_Problem to work on_. Your task is to copy every line of the entries that contains "would".

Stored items
▽

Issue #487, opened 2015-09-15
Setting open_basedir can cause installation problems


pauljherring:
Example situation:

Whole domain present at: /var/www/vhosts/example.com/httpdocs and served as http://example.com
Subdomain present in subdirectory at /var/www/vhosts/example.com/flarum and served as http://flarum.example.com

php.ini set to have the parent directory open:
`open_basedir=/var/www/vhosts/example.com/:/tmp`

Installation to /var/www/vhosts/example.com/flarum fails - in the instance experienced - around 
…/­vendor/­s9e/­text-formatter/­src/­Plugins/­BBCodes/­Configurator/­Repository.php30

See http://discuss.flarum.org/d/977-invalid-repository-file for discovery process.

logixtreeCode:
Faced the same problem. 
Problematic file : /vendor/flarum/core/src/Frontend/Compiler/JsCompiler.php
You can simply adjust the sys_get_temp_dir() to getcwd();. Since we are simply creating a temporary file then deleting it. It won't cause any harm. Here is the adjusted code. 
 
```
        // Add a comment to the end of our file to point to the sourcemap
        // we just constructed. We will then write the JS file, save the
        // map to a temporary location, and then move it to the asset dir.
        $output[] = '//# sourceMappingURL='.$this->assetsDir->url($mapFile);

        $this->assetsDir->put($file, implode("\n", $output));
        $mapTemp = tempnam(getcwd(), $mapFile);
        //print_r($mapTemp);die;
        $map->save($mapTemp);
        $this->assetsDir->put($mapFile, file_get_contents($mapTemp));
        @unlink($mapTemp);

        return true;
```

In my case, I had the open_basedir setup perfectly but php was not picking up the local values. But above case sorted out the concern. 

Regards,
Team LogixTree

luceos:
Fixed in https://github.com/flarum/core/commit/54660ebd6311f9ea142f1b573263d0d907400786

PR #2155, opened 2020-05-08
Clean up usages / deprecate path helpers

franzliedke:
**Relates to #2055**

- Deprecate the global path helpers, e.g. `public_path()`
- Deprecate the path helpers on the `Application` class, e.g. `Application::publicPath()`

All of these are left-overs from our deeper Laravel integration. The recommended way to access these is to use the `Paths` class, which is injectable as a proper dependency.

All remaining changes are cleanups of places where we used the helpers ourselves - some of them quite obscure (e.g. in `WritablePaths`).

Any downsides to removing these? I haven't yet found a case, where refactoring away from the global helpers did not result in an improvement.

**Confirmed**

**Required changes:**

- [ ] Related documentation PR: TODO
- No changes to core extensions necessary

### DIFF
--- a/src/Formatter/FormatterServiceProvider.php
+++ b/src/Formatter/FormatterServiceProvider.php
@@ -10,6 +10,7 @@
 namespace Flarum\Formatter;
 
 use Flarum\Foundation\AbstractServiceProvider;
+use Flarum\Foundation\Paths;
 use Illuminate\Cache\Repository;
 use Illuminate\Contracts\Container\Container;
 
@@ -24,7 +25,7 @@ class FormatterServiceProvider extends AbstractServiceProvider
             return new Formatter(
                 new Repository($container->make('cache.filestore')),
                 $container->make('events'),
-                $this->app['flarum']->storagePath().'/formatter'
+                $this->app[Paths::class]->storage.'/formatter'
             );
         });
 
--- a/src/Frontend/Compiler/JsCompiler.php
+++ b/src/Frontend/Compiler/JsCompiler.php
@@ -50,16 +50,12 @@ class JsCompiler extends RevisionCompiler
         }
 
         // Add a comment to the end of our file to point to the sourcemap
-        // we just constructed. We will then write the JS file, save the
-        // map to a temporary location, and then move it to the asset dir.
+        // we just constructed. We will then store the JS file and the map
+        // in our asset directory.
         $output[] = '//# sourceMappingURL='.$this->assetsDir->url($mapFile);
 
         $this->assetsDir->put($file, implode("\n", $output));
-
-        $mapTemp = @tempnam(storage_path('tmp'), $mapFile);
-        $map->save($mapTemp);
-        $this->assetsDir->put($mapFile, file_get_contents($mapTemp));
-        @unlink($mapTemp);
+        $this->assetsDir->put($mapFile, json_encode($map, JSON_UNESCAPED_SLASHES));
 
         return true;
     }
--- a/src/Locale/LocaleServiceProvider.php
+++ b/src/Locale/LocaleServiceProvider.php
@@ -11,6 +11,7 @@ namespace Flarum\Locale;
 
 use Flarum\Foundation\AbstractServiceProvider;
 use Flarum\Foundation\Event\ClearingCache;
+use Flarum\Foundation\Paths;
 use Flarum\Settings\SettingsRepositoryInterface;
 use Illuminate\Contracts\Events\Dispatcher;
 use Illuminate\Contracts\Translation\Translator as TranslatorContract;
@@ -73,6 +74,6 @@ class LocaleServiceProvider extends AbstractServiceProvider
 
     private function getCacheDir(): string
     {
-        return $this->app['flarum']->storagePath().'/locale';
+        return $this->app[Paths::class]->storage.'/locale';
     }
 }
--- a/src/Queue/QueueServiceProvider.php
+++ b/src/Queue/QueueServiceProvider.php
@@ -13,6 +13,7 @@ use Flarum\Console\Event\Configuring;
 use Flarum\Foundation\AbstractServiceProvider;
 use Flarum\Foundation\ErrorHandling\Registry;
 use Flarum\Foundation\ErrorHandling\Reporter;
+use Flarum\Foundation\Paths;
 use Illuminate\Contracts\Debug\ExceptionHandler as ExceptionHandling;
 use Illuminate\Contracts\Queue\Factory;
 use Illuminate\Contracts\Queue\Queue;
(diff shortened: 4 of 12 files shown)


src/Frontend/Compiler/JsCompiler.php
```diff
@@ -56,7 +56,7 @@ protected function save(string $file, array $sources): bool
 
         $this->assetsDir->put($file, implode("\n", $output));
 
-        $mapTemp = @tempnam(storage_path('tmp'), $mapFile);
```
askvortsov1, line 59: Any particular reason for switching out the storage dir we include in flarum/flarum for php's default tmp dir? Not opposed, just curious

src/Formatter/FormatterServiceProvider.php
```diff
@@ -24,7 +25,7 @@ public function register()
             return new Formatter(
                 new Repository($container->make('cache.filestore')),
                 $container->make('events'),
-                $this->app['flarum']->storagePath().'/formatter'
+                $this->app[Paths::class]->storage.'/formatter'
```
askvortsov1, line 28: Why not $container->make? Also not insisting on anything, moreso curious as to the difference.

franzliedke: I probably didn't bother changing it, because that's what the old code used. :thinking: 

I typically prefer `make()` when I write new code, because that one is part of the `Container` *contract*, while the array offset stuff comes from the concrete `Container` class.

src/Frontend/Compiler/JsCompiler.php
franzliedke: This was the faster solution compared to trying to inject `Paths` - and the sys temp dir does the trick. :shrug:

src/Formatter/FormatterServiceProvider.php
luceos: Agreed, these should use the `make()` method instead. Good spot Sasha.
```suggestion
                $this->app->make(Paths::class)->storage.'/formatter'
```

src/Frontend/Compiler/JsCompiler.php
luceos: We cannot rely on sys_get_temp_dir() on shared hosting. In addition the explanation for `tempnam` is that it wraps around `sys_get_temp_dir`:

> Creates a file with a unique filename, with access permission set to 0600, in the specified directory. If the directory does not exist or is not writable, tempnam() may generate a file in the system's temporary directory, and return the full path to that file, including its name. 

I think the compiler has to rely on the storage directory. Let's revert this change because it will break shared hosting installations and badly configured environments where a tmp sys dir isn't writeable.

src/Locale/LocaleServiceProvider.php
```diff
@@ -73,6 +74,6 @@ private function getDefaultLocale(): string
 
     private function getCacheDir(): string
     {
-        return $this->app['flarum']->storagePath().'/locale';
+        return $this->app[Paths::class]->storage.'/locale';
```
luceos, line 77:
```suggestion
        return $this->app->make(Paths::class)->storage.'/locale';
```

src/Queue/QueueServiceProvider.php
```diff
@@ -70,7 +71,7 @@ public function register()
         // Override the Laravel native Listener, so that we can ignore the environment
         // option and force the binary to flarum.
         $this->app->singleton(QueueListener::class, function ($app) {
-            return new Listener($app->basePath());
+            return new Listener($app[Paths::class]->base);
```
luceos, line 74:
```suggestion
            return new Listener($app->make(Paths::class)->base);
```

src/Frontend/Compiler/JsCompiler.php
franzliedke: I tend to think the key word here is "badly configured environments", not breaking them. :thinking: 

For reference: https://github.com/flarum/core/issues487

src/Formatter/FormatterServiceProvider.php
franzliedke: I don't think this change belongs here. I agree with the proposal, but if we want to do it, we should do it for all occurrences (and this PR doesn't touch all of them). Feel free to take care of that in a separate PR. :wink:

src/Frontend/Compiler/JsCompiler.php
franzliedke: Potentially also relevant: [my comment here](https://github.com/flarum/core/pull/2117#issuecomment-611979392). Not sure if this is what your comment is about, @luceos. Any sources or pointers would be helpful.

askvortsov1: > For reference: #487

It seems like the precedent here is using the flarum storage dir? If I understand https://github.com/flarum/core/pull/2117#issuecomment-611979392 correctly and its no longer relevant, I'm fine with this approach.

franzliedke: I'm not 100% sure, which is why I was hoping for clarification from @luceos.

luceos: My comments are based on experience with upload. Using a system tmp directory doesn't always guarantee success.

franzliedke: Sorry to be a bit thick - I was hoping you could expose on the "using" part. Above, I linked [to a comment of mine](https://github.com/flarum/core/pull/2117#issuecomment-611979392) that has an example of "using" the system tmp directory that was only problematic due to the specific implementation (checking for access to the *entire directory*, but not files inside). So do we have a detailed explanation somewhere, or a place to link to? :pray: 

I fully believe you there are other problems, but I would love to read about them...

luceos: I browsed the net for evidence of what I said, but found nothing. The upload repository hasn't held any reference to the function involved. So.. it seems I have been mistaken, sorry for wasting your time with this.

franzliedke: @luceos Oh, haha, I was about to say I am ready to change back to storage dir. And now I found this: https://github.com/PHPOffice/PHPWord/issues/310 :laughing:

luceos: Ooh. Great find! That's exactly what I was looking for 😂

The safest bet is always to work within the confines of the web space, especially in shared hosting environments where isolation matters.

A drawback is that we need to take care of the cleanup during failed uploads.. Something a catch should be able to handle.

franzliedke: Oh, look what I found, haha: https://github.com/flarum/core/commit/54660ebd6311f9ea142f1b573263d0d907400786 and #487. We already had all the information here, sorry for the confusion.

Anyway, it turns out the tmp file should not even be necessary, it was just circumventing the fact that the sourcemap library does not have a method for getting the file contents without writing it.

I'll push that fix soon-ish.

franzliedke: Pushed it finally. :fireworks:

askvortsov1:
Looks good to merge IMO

△

_Response_.
franzliedke: Potentially also relevant: [my comment here](https://github.com/flarum/core/pull/2117#issuecomment-611979392). Not sure if this is what your comment is about, @luceos. Any sources or pointers would be helpful.
I fully believe you there are other problems, but I would love to read about them...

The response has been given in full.